Easy, One-pot Hyderabadi Lamb Biryani (Gosht Biryani)

one-pot lamb biryani

Biryani is THE dish of Hyderabad, so after we got the crowd-pleaser Butter Chicken done and dusted, it made sense to make it session #2 for the Indian Home Cooking Lesson we gave last week.

I’m still perfecting my recipe and method (pressure cooker vs rice cooker vs dutch oven vs combo ….), but last night was great so not only am I definitely writing it down, I’m sharing it.  It makes a enough for 2 hungry families of 4, and if you have other dishes along side you may end up with leftovers (which will be even better the next day…).

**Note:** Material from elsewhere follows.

PR #5953, opened 2025-08-22
LibWeb: Replace usages of `dynamic_cast` with `as` and `as_if`

tcl3:
This PR removes all usages of `dynamic_cast` from LibWeb, apart from those used to implement `as` and as_if`.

[Update 17Nov17: I’ve updated this to reflect the perfected recipe, later posted again here as part of a Culture Capsule.]

 

Ingredients

  • 5 tbsp ghee (or 5 tbsp of butter, nearly browned)
  • 4 cups chopped onions
  • 1 lg cinnamon stick, broken into a few pieces
  • 5 tbsp ginger-garlic paste (homemade best, in 1:1 ratio)
  • 2 tbsp garam masala
  • 2 tsp coriander
  • 1 tsp ground cumin
  • 1/2 tsp chili powder
  • 1/2 tsp turmeric
  • 3 finely chopped tomatoes
  • 2 tbsp salt
  • 3 lbs leg of lamb, chopped into 1-inch pieces and cooked along w/ bone
  • 2.5 cups basmati rice
  • 3 cups water
  • optional accompaniment: raita or plain yogurt

Process

  1. Prep: Finely chop onions (by hand) and tomatoes (by food processor, if desired), cut up lamb (if you forgot to ask the butcher to do it for you, as we sometimes do), and put all spices & salt in a small bowl to keep at the ready.
  2. In a large pressure cooker*, melt the butter over medium heat, and when bubbling stops, add the onion.
  3. Cook the onions until golden brown, stirring frequently.
  4. Add ginger-garlic paste and fry for about 45 seconds, then add spices and fry for a minute, scraping up any browned bits.
  5. Add tomatoes, continuing to scrape up any browned bits from the bottom of the pressure cooker pan. Cook until tomatoes start to break down and some water evaporates.
  6. Add lamb and sort of brown a teeny bit, mainly getting it covered in the onion/tomato/spices.
  7. Add 2 cups of water* and give it a stir to combine.
  8. Cover/lock pressure cooker and increase heat to high until it come up to pressure, then lower it without losing the pressure.  Cook for 6 minutes, then turn off the heat and quick-release the pressure.
  9. When pressure is released, open the cooker, add 1 cup of boiling water, and give it a stir.  Then add the rice, but only stir it enough to barely get rice covered (not to get it to the bottom where it will stick.
  10. Cover/lock pressure cooker a second time, and increase heat to high until it come up to pressure, then lower it without losing the pressure.  Cook for 3 minutes, turn off the heat, and allow it pressure to release naturally (another 10 minutes or so).
  11. When it is time to open it, I hope it’s perfect like our was. Give it a gentle stir.  If any rice is stuck to the bottom it may need a tiny bit more water mainly to just scrape any tomatoes or rice that may be sticking to the bottom.

Notes

  • I don’t have any relationship w/ Fagor but I do highly recommend their pressure cooker.  I bought it 5 years ago after seeing it reviewed on Cooks Illustrated.  I’d definitely recommend the 8 quart size so that you can make big batches of things and freeze some. The book it now comes w/ via the above Amazon link is great, too.  The mac-n-cheese recipe was life-changing.
  • I resisted the urge to brown the lamb (I again checked that no recipes that I consulted did so) and I’m finally satisfied that it’s not needed.  I have a mental note to look into browning of lamb vs beef, and browning in this sort of usage.  Will report back!
  • I again tried my food processor to speed along the chopping.  I found that the grater was good to get the tomato small but not puree, but the grater wasn’t as good an idea for the onions because it released too much liquid from the onions which took longer to brown (I think this could have been under an hour otherwise!) . That said, I may play one last time w/ the slicer on the food processor, then maybe pulsing a time or 2… Again, I’ll report back!